WORK TO COMPLETE
Go to the line containing "vkucera: No it is not redundant." in the records below and retype from there through the final line, exactly.

(Stored items)

PR #5385, opened 2024-03-27
PWGHF: implement process function using tracked cascades information toXiPi

ZFederica:
In candidateCreatorToXiPi: implement a new process function using tracked cascades information

### DIFF
--- a/PWGHF/TableProducer/candidateCreatorToXiPi.cxx
+++ b/PWGHF/TableProducer/candidateCreatorToXiPi.cxx
@@ -80,6 +80,7 @@ struct HfCandidateCreatorToXiPi {
   int runNumber;
 
   using MyCascTable = soa::Join<aod::CascDatas, aod::CascCovs>; // to use strangeness tracking, use aod::TraCascDatas instead of aod::CascDatas
+  using MyTrkCascTable = soa::Join<aod::TraCascDatas, aod::CascCovs>;
   using CascadesLinked = soa::Join<Cascades, CascDataLink>;
   using MyV0Table = soa::Join<aod::V0Datas, aod::V0Covs>;
   using MySkimIdx = soa::Filtered<aod::HfCascLf2Prongs>;
@@ -93,6 +94,13 @@ struct HfCandidateCreatorToXiPi {
 
   void init(InitContext const&)
   {
+    if (doprocessWithCascades == true && doprocessWithTrackedCascades == true) {
+      LOGF(fatal, "Cannot enable processWithCascades and processWithTrackedCascades at the same time. Please choose one.");
+    }
+    if (doprocessWithCascades == false && doprocessWithTrackedCascades == false) {
+      LOGF(fatal, "Please enable at least one process function, either processWithCascades or processWithTrackedCascades.");
+    }
+
     df.setPropagateToPCA(propagateToPCA);
     df.setMaxR(maxR);
     df.setMaxDZIni(maxDZIni);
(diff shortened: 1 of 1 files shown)


PWGHF/TableProducer/candidateCreatorToXiPi.cxx
```diff
@@ -93,6 +94,13 @@ struct HfCandidateCreatorToXiPi {
 
   void init(InitContext const&)
   {
+    if (doprocessWithCascades == true && doprocessWithTrackedCascades == true) {
+      LOGF(fatal, "Cannot enable processWithCascades and processWithTrackedCascades at the same time. Please choose one.");
+    }
+    if (doprocessWithCascades == false && doprocessWithTrackedCascades == false) {
+      LOGF(fatal, "Please enable at least one process function, either processWithCascades or processWithTrackedCascades.");
+    }
```
vkucera, line 102:
```suggestion
    if (doprocessWithCascades && doprocessWithTrackedCascades) {
      LOGF(fatal, "Cannot enable processWithCascades and processWithTrackedCascades at the same time. Please choose one.");
    }
    if (!doprocessWithCascades && !doprocessWithTrackedCascades) {
      LOGF(fatal, "Please enable at least one process function, either processWithCascades or processWithTrackedCascades.");
    }
```
- Do not use ` == true/false`. It has no effect and just makes code longer.
- Instead of two checks, you can just have one check with `std::accumulate`.

vkucera (changes requested):

PWGHF/TableProducer/candidateCreatorToXiPi.cxx
```diff
@@ -327,6 +335,226 @@ struct HfCandidateCreatorToXiPi {
...
+                                  aod::BCsWithTimestamps const&,
+                                  TracksWCovDca const&,
+                                  MyTrkCascTable const&, CascadesLinked const&,
+                                  MySkimIdx const& candidates)
+  {
+    double massPionFromPDG = MassPiPlus;    // pdg code 211
+    double massLambdaFromPDG = MassLambda0; // pdg code 3122
+    double massXiFromPDG = MassXiMinus;     // pdg code 3312
+    double massOmegacFromPDG = MassOmegaC0; // pdg code 4332
+    double massXicFromPDG = MassXiC0;       // pdg code 4132
```
fgrosa, line 350: Why is this needed? Can't you directly use the variables on the right of the ` = ` sign?

PWGHF/TableProducer/candidateCreatorToXiPi.cxx
```diff
@@ -327,6 +335,226 @@ struct HfCandidateCreatorToXiPi {
...
+                   ctOmegac, ctCascade, ctV0, ctXic,
+                   pseudorapV0Dau0, pseudorapV0Dau1, pseudorapPiFromCas, pseudorapPiFromCharmBaryon,
+                   pseudorapCharmBaryon, pseudorapCascade, pseudorapV0,
+                   dcaxyV0Dau0, dcaxyV0Dau1, dcaxyPiFromCasc,
+                   dcazV0Dau0, dcazV0Dau1, dcazPiFromCasc,
+                   dcaCascDau, dcaV0Dau, dcaCharmBaryonDau,
+                   decLenCharmBaryon, decLenCascade, decLenV0, errorDecayLengthCharmBaryon, errorDecayLengthXYCharmBaryon,
+                   hfFlag);
+
+    } // loop over LF Cascade-bachelor candidates
```
fgrosa, line 554: This is almost completely a copy paste of the other process function

fgrosa (changes requested):
Hi @ZFederica thanks a lot for the development!
My main concern is that you almost entirely copy-pasted one process function in the other. Couldn't you define a template function that is called in the two process functions passing a different table?

ZFederica:
After checking with experts, it turned out that it is not yet worth to switch to strangeness tracking

PR #5388, opened 2024-03-27
[PWGMM] Change the type of histograms in trackPropagation.cxx

sarahherrmann:
This will allow the bin entries to go up to 2^53, instead of 2.147E9


sarahherrmann:
> Do you really need that many entries? Would TH1F be enough?

I don't think it would, quoting Rene Brun on TH1F:  "If you fill with weights=1, after 1e7 entries, adding one more entry will have no effect in one channel." see https://root-forum.cern.ch/t/maximum-histogram-bin-content/5891

So to be conservative, since I can't use TH1L, I used TH1D

aalkin (approved):

PR #5395, opened 2024-03-27
[PWGDQ] Adding flow extra table from central Q-vector framework

lucamicheletti93:
The Q-vectors from the central framework are now saved in a dedicated table which can be produced separately or together the standard Q-vector table from GFW.
This development is meant for the streaming campaing for Pb-Pb 2023 data.


alibuild (approved):

PR #5407, opened 2024-03-28
Common: RecoDecay: Consider only particles coming from decay process when matching

ZFederica:
Check the production process of particles when doing the MC matching (both rec and gen) so that only particles coming from the decay are taken into account. This is optional and can be controlled using the parameter checkProcess, which is by default false (so the default behaviour is not changed wrt the current version of O2Physics).
In particular the check on the process is done using the function `getProcess()`, that returns `kPDecay` for particles produced in a decay this function. This check is implemented inside `getMatchedMcRec` and `isMatchedMcGen`. Inside these functions the checks on the number of daughters have been removed because they do not allow to properly take into account only the desiderd daughters.

### DIFF
--- a/Common/Core/RecoDecay.h
+++ b/Common/Core/RecoDecay.h
@@ -645,10 +645,8 @@ class RecoDecay
       // for (int i = 0; i < stage; i++) // Indent to make the tree look nice.
       //   printf(" ");
       // printf("Stage %d: Adding %d (PDG %d) as final daughter.\n", stage, index, PDGParticle);
-      // check if the particle comes from a decay process
-      if (particle.getProcess() == TMCProcess::kPDecay) {
-        list->push_back(particle.globalIndex());
-      }
+      // check if the particle comes from a decay process   
+      list->push_back(particle.globalIndex());
       return;
     }
     // If we are here, we have to follow the daughter tree.
@@ -745,6 +743,12 @@ class RecoDecay
         }
         // Get the list of actual final daughters.
         getDaughters(particleMother, &arrAllDaughtersIndex, arrPDGDaughters, depthMax);
+        // remove daughters not coming from the decay process
+        for(int j=0; j<static_cast<int>(arrAllDaughtersIndex.size()); j++){
+          if(particlesMC.rawIteratorAt(arrAllDaughtersIndex[j] - particlesMC.offset()).getProcess() != TMCProcess::kPDecay){
+            arrAllDaughtersIndex.erase(arrAllDaughtersIndex.begin() + j);
+          }
+        }
         // printf("MC Rec: Mother %d has %d final daughters:", indexMother, arrAllDaughtersIndex.size());
         // for (auto i : arrAllDaughtersIndex) {
         //   printf(" %d", i);
@@ -860,6 +864,7 @@ class RecoDecay
       }
       // Check that the number of direct daughters coming from the dacay is not larger than the number of expected final daughters.
       for (const auto& dau : candidate.template daughters_as<T>()) {
+        //printf("Daughter production process is %i", dau.getProcess());
         if (dau.getProcess() == TMCProcess::kPDecay) {
           dauCounter++;
         }
@@ -870,6 +875,12 @@ class RecoDecay
       }
       // Get the list of actual final daughters.
       getDaughters(candidate, &arrAllDaughtersIndex, arrPDGDaughters, depthMax);
+      // remove daughters not coming from the decay process
+      for(int j=0; j<static_cast<int>(arrAllDaughtersIndex.size()); j++){
+        if(particlesMC.rawIteratorAt(arrAllDaughtersIndex[j] - particlesMC.offset()).getProcess() != TMCProcess::kPDecay){
+          arrAllDaughtersIndex.erase(arrAllDaughtersIndex.begin() + j);
+        }
+      }
       // printf("MC Gen: Mother %ld has %ld final daughters:", candidate.globalIndex(), arrAllDaughtersIndex.size());
       // for (auto i : arrAllDaughtersIndex) {
       //   printf(" %d", i);
--- a/Common/Core/RecoDecay.h
+++ b/Common/Core/RecoDecay.h
@@ -24,7 +24,6 @@
 #include <vector>    // std::vector
 
 #include "CommonConstants/MathConstants.h"
-#include "Framework/AnalysisDataModel.h"
 #include "TMCProcess.h" // for VMC Particle Production Process
 
 /// Base class for calculating properties of reconstructed decays
--- a/Common/Core/RecoDecay.h
+++ b/Common/Core/RecoDecay.h
@@ -644,8 +644,7 @@ class RecoDecay
       // printf("getDaughters: ");
       // for (int i = 0; i < stage; i++) // Indent to make the tree look nice.
       //   printf(" ");
-      // printf("Stage %d: Adding %d (PDG %d) as final daughter.\n", stage, index, PDGParticle);
-      // check if the particle comes from a decay process   
+      // printf("Stage %d: Adding %d (PDG %d) as final daughter.\n", stage, index, PDGParticle); 
       list->push_back(particle.globalIndex());
       return;
     }
--- a/Common/Core/RecoDecay.h
+++ b/Common/Core/RecoDecay.h
@@ -24,6 +24,7 @@
 #include <vector>    // std::vector
 
 #include "CommonConstants/MathConstants.h"
+#include "Framework/AnalysisDataModel.h"
 #include "TMCProcess.h" // for VMC Particle Production Process
 
 /// Base class for calculating properties of reconstructed decays
--- a/Common/Core/RecoDecay.h
+++ b/Common/Core/RecoDecay.h
@@ -645,7 +645,12 @@ class RecoDecay
       // for (int i = 0; i < stage; i++) // Indent to make the tree look nice.
       //   printf(" ");
       // printf("Stage %d: Adding %d (PDG %d) as final daughter.\n", stage, index, PDGParticle);
-      list->push_back(particle.globalIndex());
+      printf("Daughter production process is %i\n", particle.getProcess());
+      printf("Daughter pdg code is %i\n", particle.pdgCode());
+      if(particle.getProcess() == TMCProcess::kPDecay){
+        list->push_back(particle.globalIndex());
+      }
+      
       return;
     }
     // If we are here, we have to follow the daughter tree.
@@ -684,7 +689,6 @@ class RecoDecay
     int indexMother = -1;                  // index of the mother particle
     std::vector<int> arrAllDaughtersIndex; // vector of indices of all daughters of the mother of the first provided daughter
     std::array<int, N> arrDaughtersIndex;  // array of indices of provided daughters
-    int dauCounter = 0;                    // counter particleMother's daughters coming from the decay process
     if (sign) {
       *sign = sgn;
     }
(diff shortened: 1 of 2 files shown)


ZFederica:
@fgrosa

vkucera:
Hi @ZFederica , please give more details about your suggested changes and why they are needed. This is a core header so we should be very careful what we add and change. For example, we should not need the analysis data model header.
In general, please compile your code locally first before making a PR ready for review.

Common/Core/RecoDecay.h
```diff
@@ -24,6 +24,8 @@
 #include <vector>    // std::vector
 
 #include "CommonConstants/MathConstants.h"
+#include "Framework/AnalysisDataModel.h"
+#include "TMCProcess.h" // for VMC Particle Production Process
```
vkucera, line 28: There is no file `TMCProcess.h` in O2 nor in O2Physics.

Common/Core/RecoDecay.h
```diff
@@ -644,7 +646,10 @@ class RecoDecay
       // for (int i = 0; i < stage; i++) // Indent to make the tree look nice.
       //   printf(" ");
       // printf("Stage %d: Adding %d (PDG %d) as final daughter.\n", stage, index, PDGParticle);
-      list->push_back(particle.globalIndex());
+      // check if the particle comes from a decay process
+      if (particle.getProcess() == kPDecay) {
```
vkucera, line 650: Which namespace is `kPDecay` from?

Common/Core/RecoDecay.h
```diff
@@ -683,6 +688,7 @@ class RecoDecay
     int indexMother = -1;                  // index of the mother particle
     std::vector<int> arrAllDaughtersIndex; // vector of indices of all daughters of the mother of the first provided daughter
     std::array<int, N> arrDaughtersIndex;  // array of indices of provided daughters
+    int dauCounter = 0;                    // counter particleMother's daughters coming from the decay process
```
vkucera, line 691: Why is this needed?

vkucera (changes requested):

fgrosa:
> Hi @ZFederica , please give more details about your suggested changes and why they are needed. This is a core header so we should be very careful what we add and change. For example, we should not need the analysis data model header. In general, please compile your code locally first before making a PR ready for review.

Hi @vkucera, about the reason for this development (not the technical implementation that I still did not check indeed), is that because of interactions with materials, we have in the Monte Carlo electrons and nuclei that are "daughters" of strange particles, like Xi and Omegas (this is because these particles are decayed by GEANT, that simulates correctly also the interaction with the material). If not added the check of the process that generated these particles, they are counted as decay daughters, and true signals get rejected (while they should not be).

Common/Core/RecoDecay.h
vkucera: The file is in VMC. It could be fine it does not add a dependency on any linked library.

Common/Core/RecoDecay.h
```diff
@@ -24,6 +24,8 @@
 #include <vector>    // std::vector
 
 #include "CommonConstants/MathConstants.h"
+#include "Framework/AnalysisDataModel.h"
```
vkucera, line 27: It would be better to avoid including more headers unnecessarily.

Common/Core/RecoDecay.h
vkucera, line 650:
```suggestion
      if (particle.getProcess() == TMCProcess::kPDecay) {
```

Common/Core/RecoDecay.h
```diff
@@ -718,13 +728,19 @@ class RecoDecay
...
+        dauCounter = 0; // reset daughter counter for the new particleMother
         // Check the daughter indices.
         if (!particleMother.has_daughters()) {
           // Printf("MC Rec: Rejected: bad daughter index range: %d-%d", particleMother.daughtersIds().front(), particleMother.daughtersIds().back());
           return -1;
         }
-        // Check that the number of direct daughters is not larger than the number of expected final daughters.
-        if (particleMother.daughtersIds().back() - particleMother.daughtersIds().front() + 1 > static_cast<int>(N)) {
+        // Check that the number of direct daughters coming from the dacay is not larger than the number of expected final daughters.
+        for (const auto& dau : particleMother.template daughters_as<o2::aod::McParticles>()) {
```
vkucera, line 738:
```suggestion
        for (const auto& dau : particleMother.template daughters_as<T>()) {
```
We should absolutely avoid hard-coding any table types.
Is the casting even needed?

vkucera: Replacing the simple index difference with looping over the actual particles will slow this check down significantly. Did you do any CPU time checks?

Common/Core/RecoDecay.h
ZFederica: Okay, so can I leave line 28 as it is now?

vkucera: Sorry, I missed "if" in my previous message. I meant: "It could be fine if it does not add a dependency on any linked library."

Common/Core/RecoDecay.h
ZFederica: I will remove the hard-coded table.
I need to work with elements of the McParticles table in order to be able to retrieve the information about the production process of each daughter (and the check on the production process needs to be done for all the daughters), while the function daughtersIds would return the daughter tracks slice.
I did not do CPU time checks, but I would also not know how to implement this differently.

Common/Core/RecoDecay.h
ZFederica: Having a counter is needed because the original version of the function was checking that the number of daughters coming from the decay was not larger than the number of expected final daughters, so it was simply checking on the size of the daughters array. Now I have introduced a counter because I still have to check all the daughters, but I should increase the counter only if the production process is a decay.

ZFederica:
I tested the code locally and there are some problems, please leave the PR in draft (even if it builds)

Common/Core/RecoDecay.h
```diff
@@ -644,7 +645,10 @@ class RecoDecay
       // for (int i = 0; i < stage; i++) // Indent to make the tree look nice.
       //   printf(" ");
       // printf("Stage %d: Adding %d (PDG %d) as final daughter.\n", stage, index, PDGParticle);
-      list->push_back(particle.globalIndex());
+      // check if the particle comes from a decay process
+      if (particle.getProcess() == TMCProcess::kPDecay) {
+        list->push_back(particle.globalIndex());
```
vkucera, line 650: There should be no conditions in this block. The decision to push the particle is made by the value of `isFinal`.

ZFederica: I have to add the particle to the list only if it comes from a decay, so I would simply move this condition. Where do you want me to put it?

vkucera:
Since the cases where we have to consider the process code are very limited, we agreed with @fgrosa that this check should be optional and not done by default.

So I would suggest to add a new argument `bool checkProcess = false` in `getDaughters` and the matching functions.
This will also help you to debug your implementation, because you will be able to switch it on and off in the same branch.

Second, it seems to me that we can move the check in `getDaughters` all the way up and return immediately if it fails because for the non-decay particles we are not interested in adding them or their daughters in the list.

ZFederica:
@fgrosa @vkucera I tested these changes in my local version for the xic0 matching, they work correctly and allow for recovering the expected number of candidates at the various steps of the decay chain (numbers compared with the branching ratios of cascade and V0)
Thanks @ddobrigk for your suggestions!

vkucera (changes requested):
- The correct place for checking `getProcess` is inside `getDaughters`. That is the purpose of that function. It should not be needed to check it anywhere else.
- The check should be done `if (checkProcess)` which should be `false` by default.
- You should not remove any existing checks. You can skip the check on too many direct daughters `if (checkProcess)`.

ZFederica:
Moving the check inside getDaughters did not work, the build did not fail but I also ended up with 0 candidates matched. If that function is not modified, it also does not make sense to leave the checks on the number of daughters (because I would count "daughters" not coming from the decay and there would be a mismatch in the numbers)

vkucera:
I would try this inside `getDaughter`:
```c++
    // If the particle is neither the original particle nor coming from a decay, we do nothing and exit.
    if (checkProcess && stage != 0 && particle.getProcess() != TMCProcess::kPDecay) {
      return;
    }
```

vkucera:
- Does everything work as before (in `master`) with `checkProcess = false`?
- Can you add this before the `return` statement and see for which particles it fails?
  ```c++
  LOGF(warn, "PDG code = %d, process code = %d", particle.pdgCode(), particle.getProcess());
  ```

Common/Core/RecoDecay.h
```diff
@@ -22,8 +22,10 @@
 #include <cmath>     // std::abs, std::sqrt
 #include <utility>   // std::move
 #include <vector>    // std::vector
+#include <iostream>
```
vkucera, line 25: Not needed. Unwanted.
```suggestion
```

Common/Core/RecoDecay.h
```diff
@@ -602,7 +604,7 @@ class RecoDecay
   /// \param stage  decay tree level; If different from 0, the particle itself will be added in the list in case it has no daughters.
   /// \note Final state is defined as particles from arrPDGFinal plus final daughters of any other decay branch.
   /// \note Antiparticles of particles in arrPDGFinal are accepted as well.
-  template <std::size_t N, typename T>
+  template <bool checkProcess = false, std::size_t N, typename T>
```
vkucera, line 607: Please add documentation of `checkProcess` before the `\param particle` line:
`/// \param checkProcess  switch to accept only decay daughters by checking the production process of MC particles`

Common/Core/RecoDecay.h
```diff
@@ -613,6 +615,12 @@ class RecoDecay
       // Printf("getDaughters: Error: No list!");
       return;
     }
+    if constexpr (checkProcess) {
+      if (stage != 0 && particle.getProcess() != TMCProcess::kPDecay && particle.getProcess() != TMCProcess::kPPrimary) { // decay products of HF hadrons are labeled as kPPrimary
+        return;
+      }
+    }
```
vkucera, line 622:
```suggestion
    if constexpr (checkProcess) {
      // If the particle is neither the original particle nor coming from a decay, we do nothing and exit.
      if (stage != 0 && particle.getProcess() != TMCProcess::kPDecay && particle.getProcess() != TMCProcess::kPPrimary) { // decay products of HF hadrons are labeled as kPPrimary
        return;
      }
    }
```

Common/Core/RecoDecay.h
```diff
@@ -668,7 +676,7 @@ class RecoDecay
   /// \param sign  antiparticle indicator of the found mother w.r.t. PDGMother; 1 if particle, -1 if antiparticle, 0 if mother not found
   /// \param depthMax  maximum decay tree level to check; Daughters up to this level will be considered. If -1, all levels are considered.
   /// \return index of the mother particle if the mother and daughters are correct, -1 otherwise
-  template <bool acceptFlavourOscillation = false, std::size_t N, typename T, typename U>
+  template <bool acceptFlavourOscillation = false, bool checkProcess = false, std::size_t N, typename T, typename U>
```
vkucera, line 679: Add documentation of `checkProcess`.

Common/Core/RecoDecay.h
```diff
@@ -785,15 +795,15 @@ class RecoDecay
   /// \param acceptAntiParticles  switch to accept the antiparticle
   /// \param sign  antiparticle indicator of the candidate w.r.t. PDGParticle; 1 if particle, -1 if antiparticle, 0 if not matched
   /// \return true if PDG code of the particle is correct, false otherwise
-  template <bool acceptFlavourOscillation = false, typename T, typename U>
+  template <bool acceptFlavourOscillation = false, bool checkProcess = false, typename T, typename U>
```
vkucera, line 798: Add documentation of `checkProcess`.

vkucera (changes requested):
Thanks @ZFederica , the current version looks very good.
Please see my suggestions.

Common/Core/RecoDecay.h
vkucera: Please respect the order of parameters and document them in order of appearance.

vkucera (approved):
Thanks @ZFederica , it looks good to me now.

ZFederica:
Perfect, thanks @vkucera

Common/Core/RecoDecay.h
```diff
@@ -724,12 +734,14 @@ class RecoDecay
...
         }
         // Check that the number of direct daughters is not larger than the number of expected final daughters.
-        if (particleMother.daughtersIds().back() - particleMother.daughtersIds().front() + 1 > static_cast<int>(N)) {
-          // Printf("MC Rec: Rejected: too many direct daughters: %d (expected %ld final)", particleMother.daughtersIds().back() - particleMother.daughtersIds().front() + 1, N);
-          return -1;
+        if constexpr (!checkProcess) {
+          if (particleMother.daughtersIds().back() - particleMother.daughtersIds().front() + 1 > static_cast<int>(N)) {
+            // Printf("MC Rec: Rejected: too many direct daughters: %d (expected %ld final)", particleMother.daughtersIds().back() - particleMother.daughtersIds().front() + 1, N);
+            return -1;
+          }
```
fcatalan92, line 741: @vkucera Sorry for jumping in, but isn't this check (which here we are turning off if `checkProcess` is true) redundant since re-done in https://github.com/AliceO2Group/O2Physics/blob/964ccfbc129a645503ab7edac69a873565168b30/Common/Core/RecoDecay.h#L739 ? What do you think?

vkucera: No it is not redundant.
The first check discards particles which have too many daughters before even checking how many are returned by `getDaughters`.
The second check discards the particles for which `getDaughters` did not return the expected number of daughters.

fcatalan92 (approved):

vkucera:
@ddobrigk This is ready for merging.

ddobrigk (approved):

PR #5421, opened 2024-03-30
Fine tuning the track selection

victor-gonzalez:
Also
- incorporated overall minimum momentum for analysis
- default estimator when processes with no centrality
- PID processes removal from filter collision task
- preparation for potential FullPID basis


alibuild (approved):

PR #5426, opened 2024-03-31
EventFiltering/PWGHF: spli configurables for charge states in Xic*->SigmaC

fgrosa:


alibuild (approved):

EXERCISE RESULT
vkucera: No it is not redundant.
The first check discards particles which have too many daughters before even checking how many are returned by `getDaughters`.
The second check discards the particles for which `getDaughters` did not return the expected number of daughters.

fcatalan92 (approved):

vkucera:
@ddobrigk This is ready for merging.

ddobrigk (approved):

PR #5421, opened 2024-03-30
Fine tuning the track selection

victor-gonzalez:
Also
- incorporated overall minimum momentum for analysis
- default estimator when processes with no centrality
- PID processes removal from filter collision task
- preparation for potential FullPID basis


alibuild (approved):

PR #5426, opened 2024-03-31
EventFiltering/PWGHF: spli configurables for charge states in Xic*->SigmaC

fgrosa:


alibuild (approved):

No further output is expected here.